Blod and TT ended up in business.Dark web only.*


----------



## Rosemarie (Jun 30, 2019)

Blod insisted on knowing all the details before committing herself


----------



## Furryanimal (Jun 30, 2019)

But money talks and she went along.Sergei was furious.


----------



## Rosemarie (Jun 30, 2019)

It seemed Blod was easily lured by the prospect of


----------



## JFBev (Jun 30, 2019)

a future in security consulting, but she didn't let Sergei

@Furryanimal _so sad to know the story vanished up 'til now -- sigh._


----------



## Rosemarie (Jun 30, 2019)

know that she had friends in Amsterdam, and was planning


----------



## Furryanimal (Jun 30, 2019)

to sell cannabis cake in the family restaurants.Illegal? So what!


----------



## Rosemarie (Jul 1, 2019)

However, she wasn't known for her efficiency, and Sergei soon


----------



## Furryanimal (Jul 1, 2019)

Cottoned on.After the gravy he just couldn't believe it.


----------



## Rosemarie (Jul 1, 2019)

He decided that a holiday might be a good idea.


----------



## Furryanimal (Jul 2, 2019)

Summer in Bukovel appealed.Carpathians Lovely in July.But Blod..


----------



## Furryanimal (Jul 3, 2019)

Wasn't keen on Ukraine.Wanted a drunken holiday in Spain.


----------



## Ferocious (Jul 4, 2019)

Enter, Daniel Craig lookalike, Blod's eyes ate him up.
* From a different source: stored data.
PR #1593, opened 2024-04-12
[EMCAL-1118] Make QC workflow mode settable

mfasDa:
Allow adjustable QC workflow as stand-alone or
multi-node workflow with separate configurations.
In addition minor fixes in the input proxy configuration.


mfasDa (commented):
Tested on staging

PR #1595, opened 2024-04-12
Add MC/config for ALICE3 otf simulations

jesgum:
This pull request adds the `MC/config/ALICE3` directory to be used for on-the-fly simulations on hyperloop.
Contains config and ini files for different beams. Is currently being tested and will be marked ready very shortly. Input is already welcome now, thanks!


ddobrigk:
@benedikt-voelkel @sawenzel this is to be used with the OTF simulations on hyperloop: we'd need the `ini` files to be with an O2DPG tag. Can you please take a look and if ok carry on? Many many thanks! tagging also: @mconcas @jgrosseo

sawenzel:
Fine by me. Maybe we could just add a `README.md` in the `MC/config/ALICE3` saying that these configs are used in Hyperloop studies, etc?

ddobrigk:
Yes that's very reasonable. @jesgum can you please take care of that? Thank you!

jesgum:
It has now been added to the directory.

sawenzel:
Good. I think now you need remove the draft status.

sawenzel (approved):

benedikt-voelkel:
For this use case it would be fine to have dummy tests for the specific generators for now.
In any case, one basic test is anyway ran over the kinematics.

What is your opinion on that @sawenzel ?

sawenzel:
A CI test would be a "nice to have". But since this is ALICE3 R&D, it is probably not obligatory for now.

benedikt-voelkel (changes requested):

benedikt-voelkel (approved):

PR #1597, opened 2024-04-15
[Anchor] Use STF and ETF

benedikt-voelkel:
Use BasicCCDBManager's getRunDuration to determine time range to be covered by simulation.

This will first try to get STF and ETF. If not available, the fallback chain is
1. SOX and EOX
1. SOR and EOR

### DIFF
--- a/MC/bin/o2dpg_sim_workflow_anchored.py
+++ b/MC/bin/o2dpg_sim_workflow_anchored.py
@@ -67,28 +67,15 @@ class CCDBAccessor:
 
         return timestamp, obj
 
+    def get_run_duration(self, run_number):
+       return o2.ccdb.BasicCCDBManager.instance().getRunDuration(run_number)
+
     def fetch_header(self, path, timestamp=None):
         meta_info = std.map["std::string", "std::string"]()
         if timestamp is None:
             timestamp = -1
         header = self.api.retrieveHeaders(path, meta_info, timestamp)
         return header
-
-
-
-def retrieve_sor_eor(ccdbreader, run_number):
-    """
-    retrieves start of run (sor) and end of run (eor) given a run number
-    from the RCT/Info/RunInformation table
-    """
-
-    path_run_info = "RCT/Info/RunInformation"
-    header = ccdbreader.fetch_header(path_run_info, run_number)
-    if not header:
-       print(f"WARNING: Cannot find run information for run number {run_number}")
-       return None
-    # return this a dictionary
-    return {"SOR": int(header["SOR"]), "EOR": int(header["EOR"])}
 
 
 def retrieve_CCDBObject_asJSON(ccdbreader, path, timestamp, objtype_external = None):
@@ -111,7 +98,7 @@ def retrieve_CCDBObject_asJSON(ccdbreader, path, timestamp, objtype_external = N
     jsonTString = TBufferJSON.ConvertToJSON(obj, TClass.GetClass(objtype))
     return json.loads(jsonTString.Data())
 
-def retrieve_params_fromGRPECS(ccdbreader, run_number, rct = None):
+def retrieve_params_fromGRPECS(ccdbreader, run_number, run_start=None, run_end=None):
     """
     Retrieves start of run (sor), end of run (eor) and other global parameters from the GRPECS object,
     given a run number. We first need to find the right object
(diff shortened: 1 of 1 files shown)


MC/bin/o2dpg_sim_workflow_anchored.py
```diff
@@ -150,22 +137,18 @@ def retrieve_params_fromGRPECS(ccdbreader, run_number, rct = None):
...
-       # verify that the variaous sor_eor information are the same
-       if SOR != rct["SOR"]:
-         print ("WARNING: Inconsistent SOR information on CCDB (divergence between GRPECS and RCT) ... will take RCT one")
-         SOR=rct["SOR"]
-
-       if EOR != rct["EOR"]:
-         print ("WARNING: Inconsistent EOR information on CCDB (divergence between GRPECS and RCT) ... will take RCT one")
-         EOR=rct["EOR"]
+    if run_start is not None:
+       print (f"INFO: GRPECS SOR ({SOR}) will be superseded by externally provided run start ({run_start})")
```
chiarazampolli, line 147: This is not anymore from GRPECS, right?

MC/bin/o2dpg_sim_workflow_anchored.py
```diff
@@ -150,22 +137,18 @@ def retrieve_params_fromGRPECS(ccdbreader, run_number, rct = None):
...
+       SOR = run_start
+    if run_end is not None:
+       print (f"INFO: GRPECS EOR ({EOR}) will be superseded by externally provided run end ({run_end})")
```
chiarazampolli, line 150: As above.

MC/bin/o2dpg_sim_workflow_anchored.py
```diff
@@ -329,34 +311,21 @@ def main():
     # make a CCDB accessor object
     ccdbreader = CCDBAccessor(args.ccdb_url)
     # fetch the EOR/SOR
-    rct_sor_eor = retrieve_sor_eor(ccdbreader, args.run_number) # <-- from RCT/Info
-    GLOparams = retrieve_params_fromGRPECS(ccdbreader, args.run_number, rct=rct_sor_eor)
+    run_duration = ccdbreader.get_run_duration(args.run_number)
+    run_start = run_duration.first
+    run_end = run_duration.second
+
+    GLOparams = retrieve_params_fromGRPECS(ccdbreader, args.run_number, run_start=run_start, run_end=run_end)
```
chiarazampolli, line 318: Is it needed to pass run_start and run_end here?

MC/bin/o2dpg_sim_workflow_anchored.py
benedikt-voelkel: Yes, as seen by this function, the value from `GRPECS` will be overridden.
We can simply do that silently. Or make the output more clear that all the messages at this stage come from processing the `GRPECS`

benedikt-voelkel:
I see you comments @chiarazampolli and mostly, they seem to go in the direction of "what's printed might be confusing". Maybe there could be some `START processing GRPECS` and `END processing GRPECS`.
Or we simply make those steps silently and do not print anything about it to stdout.

MC/bin/o2dpg_sim_workflow_anchored.py
chiarazampolli: I understand, but isn't run_start and run_end from RCT? Why GRPECS is used at all to retrieve the SOR?

MC/bin/o2dpg_sim_workflow_anchored.py
chiarazampolli: Can we simply not avoid to retrieve it from GRPECS now?

chiarazampolli:
Hello @benedikt-voelkel , 
What can be confusing is accessing GRPECS to retrieve start and stop, since now only RCT should be used, right? (apart from overriding, of course).
Chiara

MC/bin/o2dpg_sim_workflow_anchored.py
benedikt-voelkel: We get the orbit info from that. I asked @shahor02 specifically via email if we should stick to that method and as far as I understand, that should be the way. So we need to process `GRPECS` for that reason.

chiarazampolli: Yes, but you can avoid retrieving SOR and EOR, this is what I mean. They will not be consistent with RCT.

chiarazampolli: Thanks! This is what I meant.

MC/bin/o2dpg_sim_workflow_anchored.py
```diff
@@ -141,43 +129,25 @@ def retrieve_params_fromGRPECS(ccdbreader, run_number, rct = None):
...
-    if rct != None:
-       # verify that the variaous sor_eor information are the same
-       if SOR != rct["SOR"]:
-         print ("WARNING: Inconsistent SOR information on CCDB (divergence between GRPECS and RCT) ... will take RCT one")
-         SOR=rct["SOR"]
-
-       if EOR != rct["EOR"]:
-         print ("WARNING: Inconsistent EOR information on CCDB (divergence between GRPECS and RCT) ... will take RCT one")
-         EOR=rct["EOR"]
-
```
benedikt-voelkel, line 169: I took all these things out. Now, simply the given `run_start` and `run_end` are used where needed.

benedikt-voelkel:
@chiarazampolli What do you think? Can we move on?
I left `run_start` and `run_end` for the now called `def retrieve_params_fromGRPECS_and_OrbitReset` function as they are needed for the orbit calculation in there.

sawenzel (approved):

She


----------



## JFBev (Jul 4, 2019)

noticed the custom insignia he was wearing and turned quickly


----------



## Furryanimal (Jul 4, 2019)

Red.She was smitten.Sidled over fluttering eyelids.Smiling broadly.Panting.


----------



## Ferocious (Jul 5, 2019)

"Hi, Bondie Boy, I like to be stirred not shaken."


----------



## Furryanimal (Jul 5, 2019)

The response was not what she was expecting.Bondie Boy...


----------



## Furryanimal (Jul 6, 2019)

Are we continuing with this?Since the format change folk have disappeared!


----------



## Ferocious (Jul 7, 2019)

Bondie Boy...... continuing......

slipped his arm around her waist saying, "Do you Tango?"


----------



## Furryanimal (Jul 7, 2019)

(Excellent)

Blod-who has two left feet-spluttered 'Yes!'She reached...


----------



## Furryanimal (Jul 9, 2019)

I'm off to start another story elsewhere.If anyone wants to continue this one feel free but I won't be contributing.The format change has killed this one.


----------